§ ABOUT THIS EXERCISE:
Of the entries below, return exactly those lines that fall between the one containing "PR #2546, opened 2017-11-14" and the one containing "Still passes in", the two end lines included.

-=-=-

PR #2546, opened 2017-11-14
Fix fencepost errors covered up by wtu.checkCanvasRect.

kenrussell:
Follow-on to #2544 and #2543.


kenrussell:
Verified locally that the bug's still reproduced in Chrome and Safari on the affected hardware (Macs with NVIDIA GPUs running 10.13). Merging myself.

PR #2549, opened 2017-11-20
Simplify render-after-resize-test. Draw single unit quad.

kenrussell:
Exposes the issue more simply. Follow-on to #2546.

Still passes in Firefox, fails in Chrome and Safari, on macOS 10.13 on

-=-=-

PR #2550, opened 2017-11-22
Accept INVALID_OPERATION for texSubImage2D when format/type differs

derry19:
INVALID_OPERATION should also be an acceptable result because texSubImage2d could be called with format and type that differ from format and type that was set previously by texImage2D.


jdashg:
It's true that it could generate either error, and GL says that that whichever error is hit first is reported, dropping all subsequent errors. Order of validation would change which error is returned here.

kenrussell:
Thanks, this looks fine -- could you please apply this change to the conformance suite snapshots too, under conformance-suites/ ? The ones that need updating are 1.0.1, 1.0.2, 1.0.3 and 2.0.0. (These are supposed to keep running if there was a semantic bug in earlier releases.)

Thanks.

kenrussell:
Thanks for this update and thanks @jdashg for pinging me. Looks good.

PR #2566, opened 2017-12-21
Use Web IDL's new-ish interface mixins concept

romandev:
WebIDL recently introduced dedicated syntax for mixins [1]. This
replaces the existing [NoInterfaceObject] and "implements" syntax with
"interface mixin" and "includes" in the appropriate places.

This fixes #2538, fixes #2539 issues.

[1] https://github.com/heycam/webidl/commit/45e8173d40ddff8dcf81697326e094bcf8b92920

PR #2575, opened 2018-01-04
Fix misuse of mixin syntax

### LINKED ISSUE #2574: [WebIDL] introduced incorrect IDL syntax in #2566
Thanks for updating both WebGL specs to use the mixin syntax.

-=-=-

§ WRITTEN SOLUTION:
PR #2546, opened 2017-11-14
Fix fencepost errors covered up by wtu.checkCanvasRect.

kenrussell:
Follow-on to #2544 and #2543.


kenrussell:
Verified locally that the bug's still reproduced in Chrome and Safari on the affected hardware (Macs with NVIDIA GPUs running 10.13). Merging myself.

PR #2549, opened 2017-11-20
Simplify render-after-resize-test. Draw single unit quad.

kenrussell:
Exposes the issue more simply. Follow-on to #2546.

Still passes in Firefox, fails in Chrome and Safari, on macOS 10.13 on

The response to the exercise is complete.